↓↓↓

PR #1606, opened 2019-08-21
Add a task to build iotedged with feature=runtime-kubernetes during checkin.

darobs:
In order to make sure changes in one module runtime (Docker) don't break the other module runtime (Kubernetes), I added a step in the linux amd64 Checkin build to build iotedged with the runtime-kubernetes feature turned on.

### DIFF
--- a/edgelet/build/linux/build-k8s.sh
+++ b/edgelet/build/linux/build-k8s.sh
@@ -1,0 +1,68 @@
+#!/bin/bash
+
+###############################################################################
+# This script builds the project
+###############################################################################
+
+set -e
+
+###############################################################################
+# Define Environment Variables
+###############################################################################
+# Get directory of running script
+DIR=$(cd "$(dirname "$0")" && pwd)
+
+BUILD_REPOSITORY_LOCALPATH=${BUILD_REPOSITORY_LOCALPATH:-$DIR/../../..}
+PROJECT_ROOT=${BUILD_REPOSITORY_LOCALPATH}/edgelet
+IOTEDGED_MANIFEST=${PROJECT_ROOT}/iotedged/Cargo.toml
+SCRIPT_NAME=$(basename "$0")
+CARGO="${CARGO_HOME:-"$HOME/.cargo"}/bin/cargo"
+TOOLCHAIN="stable-x86_64-unknown-linux-gnu"
+RELEASE=
+
+###############################################################################
+# Print usage information pertaining to this script and exit
+###############################################################################
+usage()
+{
+    echo "$SCRIPT_NAME [options]"
+    echo ""
+    echo "options"
+    echo " -h, --help          Print this help and exit."
+    echo " -t, --toolchain     Toolchain (default: stable-x86_64-unknown-linux-gnu)"
+    echo " -r, --release       Release build? (flag, default: false)"
+    exit 1;
+}
+
+###############################################################################
+# Obtain and validate the options supported by this script
+###############################################################################
+process_args()
+{
+    save_next_arg=0
+    for arg in "$@"
+    do
+        if [ $save_next_arg -eq 1 ]; then
+            TOOLCHAIN="$arg"
+            save_next_arg=0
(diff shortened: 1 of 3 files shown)


arsing:
In that case, please change the regular `build.sh` to build with `-p ...` instead of `--all`, so that Kubernetes-specific crates are only built in the second job.

edgelet/build/linux/build-k8s.sh
```diff
@@ -0,0 +1,68 @@
...
+                * ) usage;;
+            esac
+        fi
+    done
+}
+
+process_args "$@"
+
+if [[ -z ${RELEASE} ]]; then
+    cd "$PROJECT_ROOT" && $CARGO "+$TOOLCHAIN" build --manifest-path=${IOTEDGED_MANIFEST} --no-default-features --features runtime-kubernetes
```
arsing: Just do `-p iotedged` instead of `--manifest-path`

edgelet/build/linux/build.sh
```diff
@@ -6,6 +6,11 @@
 
 set -e
 
+###############################################################################
+# These are the packages this script will build.
+###############################################################################
+packages=(iotedge iotedged iotedge-diagnostics iotedge-proxy)
```
arsing: We need `iotedge-proxy` for non-Kubernetes?

darobs: iotedge-proxy is not build with the feature "runtime-kubernetes" - it's built with the default features.

I've gone back and forth on this.  It was easier to add to the list of packages, and where it is placed does not impact build time, but it not required for non-k8s work.  If other people have strong opinions on placement, I'll gladly move it.

edgelet/build/linux/build-k8s.sh
darobs: I would but it doesn't work:
```sh
~/iotedge/edgelet$ build/linux/build-k8s.sh
    Finished dev [unoptimized + debuginfo] target(s) in 0.10s
~/iotedge/edgelet$ target/debug/iotedged -c ~/config.yaml 
<6>2019-08-23T15:18:31Z [INFO] - Starting Azure IoT Edge Security Daemon - Kubernetes mode
<6>2019-08-23T15:18:31Z [INFO] - Version - 1.0.10~dev
<6>2019-08-23T15:18:31Z [INFO] - Using config file: /home/darobs/config.yaml
<3>2019-08-23T15:18:31Z [ERR!] - The daemon could not start up successfully: Could not load settings
<3>2019-08-23T15:18:31Z [ERR!] - 	caused by: Config parsing error
<3>2019-08-23T15:18:31Z [ERR!] - 	caused by: missing field `proxy_trust_bundle_path`
~/iotedge/edgelet$ cargo build -p iotedged --no-default-features --features runtime-kubernetes 
    Finished dev [unoptimized + debuginfo] target(s) in 0.12s
~/iotedge/edgelet$ target/debug/iotedged -c ~/config.yaml 
<6>2019-08-23T15:18:47Z [INFO] - Starting Azure IoT Edge Security Daemon
<6>2019-08-23T15:18:47Z [INFO] - Version - 1.0.10~dev
```

See: https://github.com/rust-lang/cargo/issues/5015

edgelet/build/linux/build.sh
arsing: If it was meant for non-Kubernetes I would've liked to be on the code review for when it was merged. Just from a quick glance I see [it's not doing error-handling correctly.](https://github.com/Azure/iotedge/blob/master/edgelet/iotedge-proxy/src/error.rs#L127-L165)

Anyway, what features it's built with isn't the way we should differentiate. Was it planned to ship in `iotedge.deb` ? Then it's part of the regular build. If it wasn't, then it's not.

I'm fine with leaving it where it is, but in the future if you're planning on doing non-Kubernetes work, please involve the non-Kubernetes team in the code reviews.

darobs: Added a bug to our backlog to get our error handling in sync with the rest of the project.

↑↑↑

Your goal
Copy the records above, keeping every word the same.

Final answer
PR #1606, opened 2019-08-21
Add a task to build iotedged with feature=runtime-kubernetes during checkin.

darobs:
In order to make sure changes in one module runtime (Docker) don't break the other module runtime (Kubernetes), I added a step in the linux amd64 Checkin build to build iotedged with the runtime-kubernetes feature turned on.

### DIFF
--- a/edgelet/build/linux/build-k8s.sh
+++ b/edgelet/build/linux/build-k8s.sh
@@ -1,0 +1,68 @@
+#!/bin/bash
+
+###############################################################################
+# This script builds the project
+###############################################################################
+
+set -e
+
+###############################################################################
+# Define Environment Variables
+###############################################################################
+# Get directory of running script
+DIR=$(cd "$(dirname "$0")" && pwd)
+
+BUILD_REPOSITORY_LOCALPATH=${BUILD_REPOSITORY_LOCALPATH:-$DIR/../../..}
+PROJECT_ROOT=${BUILD_REPOSITORY_LOCALPATH}/edgelet
+IOTEDGED_MANIFEST=${PROJECT_ROOT}/iotedged/Cargo.toml
+SCRIPT_NAME=$(basename "$0")
+CARGO="${CARGO_HOME:-"$HOME/.cargo"}/bin/cargo"
+TOOLCHAIN="stable-x86_64-unknown-linux-gnu"
+RELEASE=
+
+###############################################################################
+# Print usage information pertaining to this script and exit
+###############################################################################
+usage()
+{
+    echo "$SCRIPT_NAME [options]"
+    echo ""
+    echo "options"
+    echo " -h, --help          Print this help and exit."
+    echo " -t, --toolchain     Toolchain (default: stable-x86_64-unknown-linux-gnu)"
+    echo " -r, --release       Release build? (flag, default: false)"
+    exit 1;
+}
+
+###############################################################################
+# Obtain and validate the options supported by this script
+###############################################################################
+process_args()
+{
+    save_next_arg=0
+    for arg in "$@"
+    do
+        if [ $save_next_arg -eq 1 ]; then
+            TOOLCHAIN="$arg"
+            save_next_arg=0
(diff shortened: 1 of 3 files shown)


arsing:
In that case, please change the regular `build.sh` to build with `-p ...` instead of `--all`, so that Kubernetes-specific crates are only built in the second job.

edgelet/build/linux/build-k8s.sh
```diff
@@ -0,0 +1,68 @@
...
+                * ) usage;;
+            esac
+        fi
+    done
+}
+
+process_args "$@"
+
+if [[ -z ${RELEASE} ]]; then
+    cd "$PROJECT_ROOT" && $CARGO "+$TOOLCHAIN" build --manifest-path=${IOTEDGED_MANIFEST} --no-default-features --features runtime-kubernetes
```
arsing: Just do `-p iotedged` instead of `--manifest-path`

edgelet/build/linux/build.sh
```diff
@@ -6,6 +6,11 @@
 
 set -e
 
+###############################################################################
+# These are the packages this script will build.
+###############################################################################
+packages=(iotedge iotedged iotedge-diagnostics iotedge-proxy)
```
arsing: We need `iotedge-proxy` for non-Kubernetes?

darobs: iotedge-proxy is not build with the feature "runtime-kubernetes" - it's built with the default features.

I've gone back and forth on this.  It was easier to add to the list of packages, and where it is placed does not impact build time, but it not required for non-k8s work.  If other people have strong opinions on placement, I'll gladly move it.

edgelet/build/linux/build-k8s.sh
darobs: I would but it doesn't work:
```sh
~/iotedge/edgelet$ build/linux/build-k8s.sh
    Finished dev [unoptimized + debuginfo] target(s) in 0.10s
~/iotedge/edgelet$ target/debug/iotedged -c ~/config.yaml 
<6>2019-08-23T15:18:31Z [INFO] - Starting Azure IoT Edge Security Daemon - Kubernetes mode
<6>2019-08-23T15:18:31Z [INFO] - Version - 1.0.10~dev
<6>2019-08-23T15:18:31Z [INFO] - Using config file: /home/darobs/config.yaml
<3>2019-08-23T15:18:31Z [ERR!] - The daemon could not start up successfully: Could not load settings
<3>2019-08-23T15:18:31Z [ERR!] - 	caused by: Config parsing error
<3>2019-08-23T15:18:31Z [ERR!] - 	caused by: missing field `proxy_trust_bundle_path`
~/iotedge/edgelet$ cargo build -p iotedged --no-default-features --features runtime-kubernetes 
    Finished dev [unoptimized + debuginfo] target(s) in 0.12s
~/iotedge/edgelet$ target/debug/iotedged -c ~/config.yaml 
<6>2019-08-23T15:18:47Z [INFO] - Starting Azure IoT Edge Security Daemon
<6>2019-08-23T15:18:47Z [INFO] - Version - 1.0.10~dev
```

See: https://github.com/rust-lang/cargo/issues/5015

edgelet/build/linux/build.sh
arsing: If it was meant for non-Kubernetes I would've liked to be on the code review for when it was merged. Just from a quick glance I see [it's not doing error-handling correctly.](https://github.com/Azure/iotedge/blob/master/edgelet/iotedge-proxy/src/error.rs#L127-L165)

Anyway, what features it's built with isn't the way we should differentiate. Was it planned to ship in `iotedge.deb` ? Then it's part of the regular build. If it wasn't, then it's not.

I'm fine with leaving it where it is, but in the future if you're planning on doing non-Kubernetes work, please involve the non-Kubernetes team in the code reviews.

darobs: Added a bug to our backlog to get our error handling in sync with the rest of the project.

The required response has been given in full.